*To do:*
Among the lines of the records below, copy those that hold the word "code".

*Task input:*

+ + + +

Issue #3141, opened 2023-08-24
[K2] Use only stable compiler API


IgnatBeresnev:
This issue is part of a larger issue: [Sustainability of dependencies (#3127)](https://github.com/Kotlin/dokka/issues/3127)

## Context

As described in #3127, the K1 compiler API that Dokka relies on is not stable, and internal compiler refactorings, new features and bugfixes sometimes (unwillingly and unknowingly) have a very negative impact on Dokka. We aren't the only ones with this problem, so one of the goals of the new K2 compiler is to introduce separate API-only artifacts that would be stable and not affected by internal compiler changes.

As of Kotlin 1.9.10, this stable compiler API is still in the works, so Dokka has to depend on [a bunch of artifacts](https://github.com/Kotlin/dokka/blob/83d6ad4c63d6674007d95e3744764580adf1b33a/subprojects/analysis-kotlin-symbols/build.gradle.kts#L20-L75) with questionable stability — some required for the needed API, some for runtime only.

## Goal

Dokka should, sooner or later, only rely on the stable compiler API, and all of the compiler runtime dependencies (== API implementations) should (ideally) be provided as a single or a number of artifacts with `runtimeOnly` scope.

This will require working with the team responsible for the compiler API to make sure that all of Dokka's use cases are covered. It will take time for that team to implement the API that Dokka needs, so this issue exists to keep track of progress.

IgnatBeresnev:
After a quick chat with @darthorimar, we agreed that the Dokka team will create a list of non-stable API that Dokka uses (in other words, the API we use from non-API / implementation artifacts). Then we can discuss it together and decide what to do with this API - either also extract / stabilize it, or come up with stable alternatives.

IgnatBeresnev:
Subtasks:

1. After implementing #3114, collect a list of non-stable API and discuss it with the compiler team.
2. After implementing #3137, we'll refine the list.

vmishenev:
Needed API for Dokka:
[KT-63339](https://youtrack.jetbrains.com/issue/KT-63339/Analysis-API-Provide-a-way-to-extract-KDoc-for-symbols)

vmishenev:
It is expected Analysis API's `sourcePsiSafe` should support Java sources as well. It depends on [KT-53669](https://youtrack.jetbrains.com/issue/KT-53669/Analysis-API-redesign-KtSymbolOrigin-to-distinguish-kotlin-java-source-library-declarations)
[...]

PR #3361, opened 2023-11-21
[K2] Fix sample resolving

vmishenev:


dokka-subprojects/analysis-kotlin-symbols/src/main/kotlin/org/jetbrains/dokka/analysis/kotlin/symbols/services/SymbolSampleAnalysisEnvironment.kt
```diff
@@ -78,13 +79,50 @@ private class SymbolSampleAnalysisEnvironment(
...
+        for (element in this) {
+            val result = transform(element)
+            if (result != null) {
+                return result
+            }
+        }
+        return null
+    }
+
+    // TODO: remove after KT-53669 and use [org.jetbrains.kotlin.analysis.api.symbols.sourcePsiSafe] from Analysis API
```
whyoleg, line 94: is there a Dokka issue to keep track of it?

whyoleg (approved):

dokka-subprojects/analysis-kotlin-symbols/src/main/kotlin/org/jetbrains/dokka/analysis/kotlin/symbols/services/SymbolSampleAnalysisEnvironment.kt
vmishenev: I have left [the comment](https://github.com/Kotlin/dokka/issues/3141#issuecomment-1820794232) in #3141

dokka-subprojects/analysis-kotlin-symbols/src/main/kotlin/org/jetbrains/dokka/analysis/kotlin/symbols/services/SymbolSampleAnalysisEnvironment.kt
```diff
@@ -78,13 +79,50 @@ private class SymbolSampleAnalysisEnvironment(
...
+            KtSymbolOrigin.JS_DYNAMIC -> null
+        }
+
+        return sourcePsi as? PSI
+    }
+
     private fun findPsiElement(sourceSet: DokkaSourceSet, fqLink: String): PsiElement? {
-        val ktSourceModule = samplesKotlinAnalysis.getModuleOrNull(sourceSet)
-            ?: projectKotlinAnalysis.getModule(sourceSet)
+        // fallback to default roots of the source set even if sample roots are assigned
```
IgnatBeresnev, line 117: good idea to add a comment! it explains the code below, but it doesn't explain the intention, which is the less obvious part :)

```suggestion
        // fallback to default roots of the source set even if sample roots are assigned,
        // because `@sample` tag can contain links to local project functions
```

dokka-subprojects/analysis-kotlin-symbols/src/main/kotlin/org/jetbrains/dokka/analysis/kotlin/symbols/services/SymbolSampleAnalysisEnvironment.kt
```diff
@@ -78,13 +79,50 @@ private class SymbolSampleAnalysisEnvironment(
...
+        val ktSourceModules =
+            listOfNotNull(samplesKotlinAnalysis.getModuleOrNull(sourceSet), projectKotlinAnalysis.getModule(sourceSet))
 
-        return analyze(ktSourceModule) {
-            resolveKDocTextLinkSymbol(fqLink)
-                ?.sourcePsiSafe()
+        return ktSourceModules.firstNotNullOfOrNull { ktSourceModule ->
```
IgnatBeresnev, line 121: Calling `listOfNotNull` to then do `list.firstNotNullOfOrNull` seems excessive in this case, and could be avoided like so

```kotlin
    private fun findPsiElement(sourceSet: DokkaSourceSet, fqLink: String): PsiElement? {
        // fallback to default roots of the source set even if sample roots are assigned,
        // because `@sample` tag can contain links to local project functions
        return samplesKotlinAnalysis.findPsiElement(sourceSet, fqLink)
            ?: projectKotlinAnalysis.findPsiElement(sourceSet, fqLink)
    }

    private fun KotlinAnalysis.findPsiElement(sourceSet: DokkaSourceSet, fqLink: String): PsiElement? {
        val ktSourceModule = this.getModuleOrNull(sourceSet) ?: return null
        return analyze(ktSourceModule) {
            resolveKDocTextLinkSymbol(fqLink)
                ?.kotlinAndJavaSourcePsiSafe()
        }
    }
```

IgnatBeresnev (approved):
Thanks for taking care of it! It thought it'd be more difficult for some reason

dokka-subprojects/analysis-kotlin-symbols/src/main/kotlin/org/jetbrains/dokka/analysis/kotlin/symbols/services/SymbolSampleAnalysisEnvironment.kt
vmishenev: Can you elaborate on what `local project functions` means? Why is it "local"?  I did not understand.

IgnatBeresnev: I understood the problem and the fix the following way:

If you have the code like

```kotlin
/src/kotlin/com/example/MyFile.kt

/**
 * @sample bar
 */
fun foo() {
    
}

fun bar() {}
```

where `@sample` references a function declared in the project sources itself, like literally the function below it, we need to use `projectKotlinAnalysis`. This is what I meant by a "local" function.

And if you store sample functions outside of the project sources, like in a separate directory somewhere, and you configure it using `DokkaSourceSet#samples`, then it needs to use `samplesKotlinAnalysis`. I'd consider this "external"

The problem was that it was always using `samplesKotlinAnalysis`, which pointed to external sample functions, but it needs to resolve "local" project functions as well

If I got the idea and the fix correctly, you can use whatever words you find more suitable, that was just a suggestion :) But I might've misunderstood it, in which case it definitely needs some sort of a comment :)

vmishenev: I have changed a little to avoid a "local" function.
```kt
// because `@sample` tag can contain links to functions from project sources
```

+ + + +

*Exercise result:*
IgnatBeresnev, line 117: good idea to add a comment! it explains the code below, but it doesn't explain the intention, which is the less obvious part :)
If you have the code like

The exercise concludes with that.